*Stored data*.
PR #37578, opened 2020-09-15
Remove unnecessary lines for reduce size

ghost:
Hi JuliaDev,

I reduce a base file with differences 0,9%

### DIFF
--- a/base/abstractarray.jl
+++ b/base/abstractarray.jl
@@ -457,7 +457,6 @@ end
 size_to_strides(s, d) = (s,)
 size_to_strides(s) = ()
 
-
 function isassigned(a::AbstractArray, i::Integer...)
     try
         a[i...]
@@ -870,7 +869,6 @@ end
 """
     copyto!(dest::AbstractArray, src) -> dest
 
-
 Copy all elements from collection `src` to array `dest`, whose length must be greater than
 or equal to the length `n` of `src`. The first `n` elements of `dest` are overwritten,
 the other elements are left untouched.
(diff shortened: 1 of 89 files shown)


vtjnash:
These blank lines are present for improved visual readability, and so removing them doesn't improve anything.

*Problem details*. Among the lines above, the ones holding the word "length" must be counted; only that count is to be given.

*Worked solution*. 2